Subject: Re: [ublas] Matrix multiplication performance
From: Michael Lehn (michael.lehn_at_[hidden])
Date: 2016-01-24 10:51:20


On 24 Jan 2016, at 16:32, Michael Lehn <michael.lehn_at_[hidden]> wrote:

> On 24 Jan 2016, at 16:17, Oswin Krause <Oswin.Krause_at_[hidden]> wrote:
>
>> Hi,
>>
>> the obvious solution to this is to link to the c-cindings (cBLAS, LAPACKE). While BLAS is truly a PITA, most systems have quite sane cBLAS bindings (notable exception is OpenBLAS...) and often it is enough to check whether the system has some libcBLAS.so somewhere in the path.
>>
>> the big issue of having a header only BLAS are the long, long, long compile times.
>
> Two solutions to this:
>
> - precompiled headers
> - from a header only C++BLAS library it is trivial to create a compiled library for the common cases where all elements have the same type.
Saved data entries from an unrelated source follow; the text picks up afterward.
PR #7553, opened 2026-09-07
fix(trashBin): suspend owner submissions during project deletion DEV-2513

platreth:
### 📣 Summary

Permanently deleting a project or an account no longer fails when that account keeps receiving submissions while the deletion runs.

### 📖 Description

While a project is being permanently deleted, incoming submissions for all projects of that project's owner are paused. Data collection apps get the usual "temporarily unavailable" answer and retry on their own, so no data is lost. The pause is lifted as soon as the deletion ends, whether it succeeded or not. Until now a submission arriving in the middle of a deletion could make the deletion fail and get rescheduled.

### 💭 Notes

- Root cause: the trash task decrements the owner's counters (profile submission count, monthly catch-all counters at XForm `pre_delete`) while live submissions increment the same rows, and Postgres picks the deletion as the deadlock victim. DEV-2511 made that failure retryable, this removes the contention.
- Reuses `UserProfile.submissions_suspended`, enforced in `Instance.check_active()`. Every deletion of the same owner registers a token with a timestamp in a per-user redis hash and only the last live holder releases the flag. Tokens older than the lease (the task soft time limit) count as dead holders, and long loops refresh their token through the yielded `heartbeat()`: `_delete_submissions()` per batch, the storage recount per form.
- Bookkeeping runs under `redis_client.lock()` (`SUBMISSIONS_SUSPENSION_LOCK_TTL`), like the other locks in the repo. If the lock cannot be acquired in time the block runs unlocked and logs an error; if redis is down on entry nothing is suspended, and on exit the flag is released anyway, since a retryable deadlock costs less than an owner locked out of data collection.
- `update_attachment_storage_bytes` is a holder too, so the weekly recount can no longer unlock a running deletion. `fix_stale_submissions_suspended_flag` now calls `release_orphaned_suspensions()`, which frees only profiles with no live holder. That made the old heartbeat hash dead code, so nothing writes it any more. It is still read, so a recount worker on the previous release keeps its lock during a rolling deployment; the read and its key carry a TODO to remove them in the next release. `populate_submission_counters` still releases everything at startup, it is a one-off command.
- Only the deployed branch of `delete_asset()` is wrapped: account deletion is covered per project, drafts and blocks skip it, attachment trash does not touch these counters.
- The deadlock itself needs racing transactions and was not reproduced locally. The mechanism was: with the fix, a submission probe for the owner's other form during `_delete_submissions()` raises `TemporarilyUnavailableError`, without it the probe passes.
- `ProjectTrashTestCase` got a Mongo `tearDown`. Postgres is rolled back between tests, Mongo is not, and the new test that runs a real deletion tripped on a document left behind by `test_move_to_trash`.

### 👀 Preview steps

Back end only, nothing changes in the UI.

1. ℹ️ have the local stack running
2. In the kpi container run the new tests:
   ```
   pytest kobo/apps/trash_bin/tests/test_utils.py -k owner_submissions
   ```
3. 🟢 [on PR] `3 passed`
4. 🔴 [on main] the wiring does not exist there. To see the failure mode, put main's `kobo/apps/trash_bin/utils/project.py` on the branch and rerun step 2: `test_owner_submissions_suspended_during_deletion` fails with `assert False is True`, meaning submissions were still accepted while the project was being deleted. Restore the file afterwards.
5. Live check, optional: while an `empty_project` task runs for your user, `UserProfile.objects.get(user__username='<you>').submissions_suspended` is `True` and a Collect or Enketo submission to any of your forms gets the temporary-unavailable response until the task ends.

### DIFF
--- a/kobo/apps/openrosa/apps/logger/management/commands/update_attachment_storage_bytes.py
+++ b/kobo/apps/openrosa/apps/logger/management/commands/update_attachment_storage_bytes.py
@@ -1,17 +1,19 @@
 from __future__ import annotations
 
-import time
+from collections.abc import Callable
 
 from django.conf import settings
 from django.contrib.auth import get_user_model
 from django.core.management.base import BaseCommand
 from django.db.models import OuterRef, Subquery, Sum, Value
 from django.db.models.functions import Coalesce
-from django_redis import get_redis_connection
 
-from kobo.apps.openrosa.apps.logger.constants import SUBMISSIONS_SUSPENDED_HEARTBEAT_KEY
 from kobo.apps.openrosa.apps.logger.models.attachment import Attachment
 from kobo.apps.openrosa.apps.logger.models.xform import XForm
+from kobo.apps.openrosa.apps.logger.utils.suspension import (
+    release_orphaned_suspensions,
+    suspend_submissions,
+)
 from kobo.apps.openrosa.apps.main.models.user_profile import UserProfile
 from kpi.utils.django_orm_helper import UpdateJSONFieldAttributes
 
@@ -28,7 +30,6 @@ class Command(BaseCommand):
         self._verbosity = 0
         self._force = False
         self._sync = False
-        self._redis_client = get_redis_connection()
 
     def add_arguments(self, parser):
         parser.add_argument(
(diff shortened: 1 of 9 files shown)


platreth:
@greptileai

platreth:
@greptileai Look at the last commit and update the score accordingly

platreth:
@greptileai check again

kobo/apps/trash_bin/utils/project.py
```diff
@@ -23,8 +24,9 @@ def delete_asset(request_author: settings.AUTH_USER_MODEL, asset: Asset):
     project_exports = []
 
     if asset.has_deployment:
-        _delete_submissions(request_author, asset)
-        asset.deployment.delete()
+        with suspend_submissions(asset.owner):
+            _delete_submissions(request_author, asset)
```
Guitlle: The _delete_submissions function should also use the heartbeat internally, no? I saw it has a potentially long loop that deletes data in batches

kobo/apps/openrosa/apps/logger/utils/suspension.py
```diff
@@ -0,0 +1,158 @@
...
+):
+    """
+    Drop this holder's token and release the flag if no live holder remains.
+
+    Without Redis there is no way to tell whether another holder is alive, so
+    the flag is released anyway: a deadlock is retryable, an owner who cannot
+    collect data until `fix_stale_submissions_suspended_flag` runs is not.
+    """
+    try:
+        with _mutex(redis_client, holders_key):
```
Guitlle, line 155: if _mutex raises a LockError exception, the flag is going to be set to False regardless of any remaining live holders, because LockError inherits from RedisError.

kobo/apps/openrosa/apps/logger/utils/suspension.py
```diff
@@ -0,0 +1,158 @@
...
+
+    def heartbeat():
+        _register_holder(redis_client, holders_key, token, lease, user.username)
+
+    # Redis first: if it fails, nothing has been suspended yet
+    with _mutex(redis_client, holders_key):
+        heartbeat()
+    try:
+        UserProfile.objects.get_or_create(user_id=user.pk)
+        _set_flag(user, True)
```
Guitlle: this _set_flag call should be inside the mutex, to avoid the race condition where a task is about to end and another task is just getting started

kobo/apps/openrosa/apps/logger/utils/suspension.py
```diff
@@ -0,0 +1,158 @@
...
+        for token, registered_at in redis_client.hgetall(holders_key).items()
+        if int(registered_at) + lease <= now
+    ]
+    if dead:
+        redis_client.hdel(holders_key, *dead)
+    return redis_client.hlen(holders_key)
+
+
+@contextmanager
+def _mutex(redis_client, holders_key: str):
```
Guitlle, line 107: what do you think about using something like `redis_client.lock(lock_key, timeout=10, sleep=0.05, blocking_timeout=30)` instead?

kobo/settings/base.py
```diff
@@ -1699,7 +1699,8 @@ def __init__(self, *args, **kwargs):
         ),
         'schedule': crontab(minute='*/15', hour='2-5', day_of_week=0),
         'description': (
-            'Unlock accounts locked by `sync_storage_counters` task'
+            'Unlock accounts left suspended by a storage recount or a trash bin'
```
Guitlle, line 1702: This task should be using the new `release_orphaned_suspensions` function, from your `suspension.py` but it wasn't changed in this PR

Guitlle (changes requested):

kobo/apps/openrosa/apps/logger/management/commands/update_attachment_storage_bytes.py
```diff
@@ -203,52 +155,23 @@ def _get_queryset(self, profile_queryset, username):
...
-        # Release any locks on the users' profile from getting submissions
+        # Release the profiles a previous run left suspended, without touching
+        # the ones held by a running deletion
         if self._verbosity > 1:
             self.stdout.write('Releasing submission locks…')
 
-        UserProfile.objects.all().update(submissions_suspended=False)
+        orphaned = release_orphaned_suspensions()
+        if self._verbosity > 1:
+            self.stdout.write(f'Released submission locks: {len(orphaned)}')
```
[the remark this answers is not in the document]
platreth: These are management command output and log lines, which are operator-facing and not translated anywhere in this repo.

platreth:
@greptile update the score

Guitlle (approved):
LGTM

Also the compile time depends on the optimization level. Maybe somebody else could try this, when I compile my demos with “-O1” it achieves
the same performance. So this would be something new in the C++ world: reduce the optimization level :-)

I never tried, but it seems that at least with gcc you can do this on a file level

        https://gcc.gnu.org/wiki/FunctionSpecificOpt

It also seems that only the two pack-functions need some optimization. So the rest can even go lower.